Distribution: Volume of distribution (anti-Factor Xa activity) = 4.3 liters

Metabolism: Enoxaparin is metabolized in the liver into low molecular weight species by either or both desulfation and depolymerization.

Elimination: A single dose of a subcutaneous injection of enoxaparin has an elimination half-life of 4.5 hours. Approximately 10–40% of the active and inactive fragments from a single dose are excreted by the kidneys. Dose adjustments based on kidney function are necessary in persons with reduced kidney function.

===Drug class===
Enoxaparin belongs to the class of drugs known as low molecular weight heparins. Other drugs in this class include dalteparin, fondaparinux and tinzaparin.

==Biosimilars==

In September 2016, Inhixa and Thorinane were approved for use in the European Union. Thorinane was withdrawn from the market in October 2019.
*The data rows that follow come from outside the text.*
PR #192, opened 2022-09-28
Make backward compatible changes to work with repmgr13 - version 5.2.1

jrafanie:
We're upgrading from 4.0.6 to 5.2.1 along with PG 10 to PG 13.

See: ManageIQ/manageiq-rpm_build#309

* configuration: single quote strings... don't leave them unquoted to be safe
* recovery.conf is gone in PG 12+ / use standby.signal instead to detect a standby (or lack of it for a primary)
* Keep compatibility with repmgr10 for now

### DIFF
--- a/lib/manageiq/appliance_console/postgres_admin.rb
+++ b/lib/manageiq/appliance_console/postgres_admin.rb
@@ -62,13 +62,18 @@ module ApplianceConsole
       LinuxAdmin::Service.new(service_name).running?
     end
 
-    def self.local_server_in_recovery?
-      data_directory.join("recovery.conf").exist?
+    def self.local_server_received_standby_signal?
+      # Beginning with PostgreSQL 12, replication configuration has been integrated into the main PostgreSQL configuraton system and the conventional recovery.conf file is no longer valid.
+      # see: https://repmgr.org/docs/current/release-5.0.html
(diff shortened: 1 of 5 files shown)


lib/manageiq/appliance_console/postgres_admin.rb
```diff
@@ -62,13 +62,18 @@ def self.service_running?
       LinuxAdmin::Service.new(service_name).running?
     end
 
-    def self.local_server_in_recovery?
-      data_directory.join("recovery.conf").exist?
+    def self.local_server_received_standby_signal?
+      # Beginning with PostgreSQL 12, replication configuration has been integrated into the main PostgreSQL configuraton system and the conventional recovery.conf file is no longer valid.
+      # see: https://repmgr.org/docs/current/release-5.0.html
+      # https://www.2ndquadrant.com/en/blog/replication-configuration-changes-in-postgresql-12/
+      # “standby.signal” – indicates the server should start up as a hot standby
```
Fryguy, line 69: Prefer "normal" double quotes so we don't have special characters in the source.

```suggestion
      # "standby.signal" – indicates the server should start up as a hot standby
```

jrafanie:
Ok, I've retested this pull request and verified that it works with repmgr10 on our existing centos 8 / pg 10 appliances.

PR #194, opened 2022-10-11
Extract handling of evmserverd actions to a class

agrare:
Working with starting, stopping, restarting, etc... the evmserverd service was scattered throughout the appliance_console code.  Extract all of this to a service so that we can centralize logic.

PR #195, opened 2022-10-11
[WIP] Only start evmserverd after db and messaging config

agrare:
Depends on:
- [ ] https://github.com/ManageIQ/manageiq-appliance_console/pull/194


Fryguy:
Merged #194 , so this can be rebased.

bin/appliance_console
```diff
@@ -393,6 +393,14 @@ Static Network Configuration
 
         messaging_action = ask_with_menu("Configure Messaging", messaging_options)
 
+        no_changes = database_action == "no_changes" && messaging_action == "no_changes"
+
+        # Stop evmserver while we make changes to the database and/or messaging configuration
+        unless no_changes
```
Fryguy, line 399: The double negative is killing me 😆

bin/appliance_console
```diff
@@ -393,6 +393,14 @@ Static Network Configuration
 
         messaging_action = ask_with_menu("Configure Messaging", messaging_options)
 
+        no_changes = database_action == "no_changes" && messaging_action == "no_changes"
```
Fryguy, line 396: Perhaps, instead we make it a positive variable?

```suggestion
        changes_requested = database_action != "no_changes" || messaging_action != "no_changes"
```

Fryguy: Or

```suggestion
        changes_requested = !(database_action == "no_changes" && messaging_action == "no_changes")
```

agrare: :+1: done

PR #196, opened 2022-10-13
Don't start evmserverd if messaging is not configured

agrare:
Only start evmserverd once database and messaging have been configured

NOTE added a third state to `ManageIQ Server`: `running, not running, not configured` so it is consistent with the database status

image

image

Depends on:
- [x] https://github.com/ManageIQ/manageiq-appliance_console/pull/195

Required for:
* https://github.com/ManageIQ/manageiq/issues/22132

### DIFF
--- a/lib/manageiq/appliance_console/evm_server.rb
+++ b/lib/manageiq/appliance_console/evm_server.rb
@@ -1,21 +1,30 @@
 module ManageIQ
   module ApplianceConsole
     class EvmServer
+      class NotRunnableError < RuntimeError; end
+
       class << self
         def running?
           service.running?
         end
 
         def start!(enable: false)
+          raise NotRunnableError, "Cannot start #{I18n.t("product.name")}: #{not_runnable_reason}" unless runnable?
+
           service.start(enable)
         end
 
         def start(enable: false)
           start!(:enable => enable)
         rescue AwesomeSpawn::CommandResultError => e
-          say e.result.output
-          say e.result.error
-          say ""
+          say(e.result.output)
+          say(e.result.error)
+          say("")
+          false
+        rescue NotRunnableError => e
+          say(e.to_s)
+          say("")
+          false
         end
 
         def stop
@@ -32,6 +41,18 @@ module ManageIQ
 
         def disable
           service.disable
+        end
+
+        def runnable?
+          DatabaseConfiguration.database_yml_configured? && MessageConfiguration.configured?
+        end
+
+        def not_runnable_reason
+          if !DatabaseConfiguration.database_yml_configured?
+            "A Database connection has not been configured."
+          elsif !MessageConfiguration.configured?
+            "Messaging has not been configured."
+          end
         end
 
         private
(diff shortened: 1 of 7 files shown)


lib/manageiq/appliance_console/evm_server.rb
```diff
@@ -0,0 +1,65 @@
...
+
+          service.start(enable)
+        end
+
+        def start(enable: false)
+          start!(:enable => enable)
+        rescue AwesomeSpawn::CommandResultError, NotRunnableError => e
+          say e.result.output
+          say e.result.error
+          say ""
```
Fryguy, line 22: where is `say` defined? or is it a global method?

Fryguy:
Love the refactoring, but wondering if that should be a separate PR?  I'm having trouble separating the refactor from the "Dont start evmserverd if messaging not configured"

Fryguy:
Oh nvm, I didn't see that the "depends on" actually was "built on" (I assumed it was an independent PR).

agrare:
@Fryguy you mean like https://github.com/ManageIQ/manageiq-appliance_console/pull/194 ?

lib/manageiq/appliance_console/evm_server.rb
agrare: I see this used everywhere, can check where it is defined though

Fryguy: I assume it comes from highline globally.

Fryguy:
#195 is merged

lib/manageiq/appliance_console/evm_server.rb
```diff
@@ -1,21 +1,30 @@
...
           service.start(enable)
         end
 
         def start(enable: false)
           start!(:enable => enable)
         rescue AwesomeSpawn::CommandResultError => e
-          say e.result.output
-          say e.result.error
-          say ""
+          say(e.result.output)
```
Fryguy, line 20: Were the parens added here for rubocop?  If so, I'd also be ok with adding these to the exclude list in manageiq-style: https://github.com/ManageIQ/manageiq-style/blob/master/styles/base.yml#L123 (perhaps in a new section for highligh / appliance console)

lib/manageiq/appliance_console/message_configuration.rb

In March 2017, Enoxaparin BECAT, Laboratorios ROVI (Spain) obtained marketing authorization in twenty six countries in Europe. The product is now available in Europe.

In October 2020, Noromby and Noromby HP, were approved for medical use in Canada.

In November 2020, Inclunox and Inclunox HP were approved for medical use in Canada.

In December 2020, Redesca and Redesca HP were approved for medical use in Canada.